Assigned task: All of the records are to be reproduced exactly.

--

PR #3720, opened 2024-04-07
vulkan-hpp: update to v1.2.281, fix MSVC bug

vspefs:
- Added versions from v1.3.276 to the latest v1.2.281.
- Fixed a bug when trying to compile the `vulkan_hpp` named module using MSVC, by adding a config to enable a workaround provided by vulkan-hpp officially.


qudix:
I noticed this too late, I don't agree with this change.

waruqi:
> I noticed this too late, I don't agree with this change.

You can open a pr to improve it.

c8ef:
> I noticed this too late, I don't agree with this change.

What is your specific reason for this change? We can revert it if needed.

packages/v/vulkan-hpp/xmake.lua
```diff
@@ -18,8 +18,15 @@ package("vulkan-hpp")
...
     add_versions("v1.3.275", "1a24b015830c116632a0723f3ccfd1f06009ce12")
+    add_versions("v1.3.276", "d4b36b82236e052a5e6e4cea5fe7967d5b565ebc")
+    add_versions("v1.3.277", "c5c1994f79298543af93d7956b654bdefdfbdd26")
+    add_versions("v1.3.278", "29723f90a127ff08d9099855378162f04b4ffddd")
+    add_versions("v1.3.279", "6fb8def27290f8b87d7835457a9c68190aed9a9a")
+    add_versions("v1.3.280", "e35acfe75215116029298aebf681170559a4fe6a")
+    add_versions("v1.3.281", "88d508b32f207ba85b37fe22fe3732322d1c248d")
 
     add_configs("modules", {description = "Build with C++20 modules support.", default = false, type = "boolean"})
+    add_configs("msvc_modules", {description = "If 'modules' enabled, and you wish to use MSVC on the package, enable this to avoid a known bug of MSVC.", default = false, type = "boolean"})
```
SirLynix, line 29: Why an option instead of enabling this fix automatically if toolchain is msvc and modules are enabled?

packages/v/vulkan-hpp/xmake.lua
```diff
@@ -30,8 +37,8 @@ package("vulkan-hpp")
         end
     end)
 
-
-    on_install("windows|x86", "windows|x64", "linux", "macosx", "mingw", "android", "iphoneos", function (package)
+    -- TODO: add android, windows|x86, mingw|i386 target
```
SirLynix, line 40: we should not remove already supported platforms without a good reason

packages/v/vulkan-hpp/xmake.lua
```diff
@@ -56,32 +63,41 @@ package("vulkan-hpp")
...
-                    add_headerfiles("Vulkan-Headers/include/(**.h)")
-                    add_headerfiles("Vulkan/(**.h)")
-                    add_headerfiles("Vulkan-Headers/include/(**.hpp)")
-                    add_headerfiles("Vulkan/(**.hpp)")
-                    add_includedirs("Vulkan")
-                    add_includedirs("Vulkan-Headers/include")
-                    add_files("Vulkan/vulkan.cppm", {public = true})
-            ]])
+            if package:config("msvc_modules") then
+                io.writefile("xmake.lua", [[
```
SirLynix, line 67: why is this necessary?

PR #3729, opened 2024-04-08
Update reactiveplusplus to v2.1.1

paul-reilly:
Also fixed `package:version()` returning `nil` when requiring a specific git commit.


paul-reilly:
Some builds appear to be failing because of C++20 compatibility:

```bash
rpp/utils/constraints.hpp:50:44: error: 'Fn' does not refer to a value
```
```cpp
template<typename Ret, typename Fn, typename... Args>
concept invocable_r_v = std::invocable<Fn, Args...> && std::same_as<Ret, std::invoke_result_t<Fn, Args...>>;
```
[Source location](https://github.com/xmake-io/xmake-repo/actions/runs/8597855854/job/23557412579?pr=3729#step:5:129)

https://godbolt.org/z/bPxz4fGbT

PR #3742, opened 2024-04-09
Update all of plflib packages

Cons-Cat:
I have updated `plf_colony` (which changed its versioning scheme to be compatible with vcpkg's), and added plflib libraries which were missing for some reason. I have also added a `plf` metapackage to simply grab all of plflib at once.


Cons-Cat:
The issue appears to be that Visual Studio 2019 cannot build `plf_hive`, however Visual Studio 2022 can. I'm not sure how to properly fix this. @waruqi Do you have advice?

waruqi:
I think that you should split into separate patches, with one pr submitting one package, to make it easier to debug and merge.

Cons-Cat:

--

Completed exercise:
PR #3720, opened 2024-04-07
vulkan-hpp: update to v1.2.281, fix MSVC bug

vspefs:
- Added versions from v1.3.276 to the latest v1.2.281.
- Fixed a bug when trying to compile the `vulkan_hpp` named module using MSVC, by adding a config to enable a workaround provided by vulkan-hpp officially.


qudix:
I noticed this too late, I don't agree with this change.

waruqi:
> I noticed this too late, I don't agree with this change.

You can open a pr to improve it.

c8ef:
> I noticed this too late, I don't agree with this change.

What is your specific reason for this change? We can revert it if needed.

packages/v/vulkan-hpp/xmake.lua
```diff
@@ -18,8 +18,15 @@ package("vulkan-hpp")
...
     add_versions("v1.3.275", "1a24b015830c116632a0723f3ccfd1f06009ce12")
+    add_versions("v1.3.276", "d4b36b82236e052a5e6e4cea5fe7967d5b565ebc")
+    add_versions("v1.3.277", "c5c1994f79298543af93d7956b654bdefdfbdd26")
+    add_versions("v1.3.278", "29723f90a127ff08d9099855378162f04b4ffddd")
+    add_versions("v1.3.279", "6fb8def27290f8b87d7835457a9c68190aed9a9a")
+    add_versions("v1.3.280", "e35acfe75215116029298aebf681170559a4fe6a")
+    add_versions("v1.3.281", "88d508b32f207ba85b37fe22fe3732322d1c248d")
 
     add_configs("modules", {description = "Build with C++20 modules support.", default = false, type = "boolean"})
+    add_configs("msvc_modules", {description = "If 'modules' enabled, and you wish to use MSVC on the package, enable this to avoid a known bug of MSVC.", default = false, type = "boolean"})
```
SirLynix, line 29: Why an option instead of enabling this fix automatically if toolchain is msvc and modules are enabled?

packages/v/vulkan-hpp/xmake.lua
```diff
@@ -30,8 +37,8 @@ package("vulkan-hpp")
         end
     end)
 
-
-    on_install("windows|x86", "windows|x64", "linux", "macosx", "mingw", "android", "iphoneos", function (package)
+    -- TODO: add android, windows|x86, mingw|i386 target
```
SirLynix, line 40: we should not remove already supported platforms without a good reason

packages/v/vulkan-hpp/xmake.lua
```diff
@@ -56,32 +63,41 @@ package("vulkan-hpp")
...
-                    add_headerfiles("Vulkan-Headers/include/(**.h)")
-                    add_headerfiles("Vulkan/(**.h)")
-                    add_headerfiles("Vulkan-Headers/include/(**.hpp)")
-                    add_headerfiles("Vulkan/(**.hpp)")
-                    add_includedirs("Vulkan")
-                    add_includedirs("Vulkan-Headers/include")
-                    add_files("Vulkan/vulkan.cppm", {public = true})
-            ]])
+            if package:config("msvc_modules") then
+                io.writefile("xmake.lua", [[
```
SirLynix, line 67: why is this necessary?

PR #3729, opened 2024-04-08
Update reactiveplusplus to v2.1.1

paul-reilly:
Also fixed `package:version()` returning `nil` when requiring a specific git commit.


paul-reilly:
Some builds appear to be failing because of C++20 compatibility:

```bash
rpp/utils/constraints.hpp:50:44: error: 'Fn' does not refer to a value
```
```cpp
template<typename Ret, typename Fn, typename... Args>
concept invocable_r_v = std::invocable<Fn, Args...> && std::same_as<Ret, std::invoke_result_t<Fn, Args...>>;
```
[Source location](https://github.com/xmake-io/xmake-repo/actions/runs/8597855854/job/23557412579?pr=3729#step:5:129)

https://godbolt.org/z/bPxz4fGbT

PR #3742, opened 2024-04-09
Update all of plflib packages

Cons-Cat:
I have updated `plf_colony` (which changed its versioning scheme to be compatible with vcpkg's), and added plflib libraries which were missing for some reason. I have also added a `plf` metapackage to simply grab all of plflib at once.


Cons-Cat:
The issue appears to be that Visual Studio 2019 cannot build `plf_hive`, however Visual Studio 2022 can. I'm not sure how to properly fix this. @waruqi Do you have advice?

waruqi:
I think that you should split into separate patches, with one pr submitting one package, to make it easier to debug and merge.

Cons-Cat:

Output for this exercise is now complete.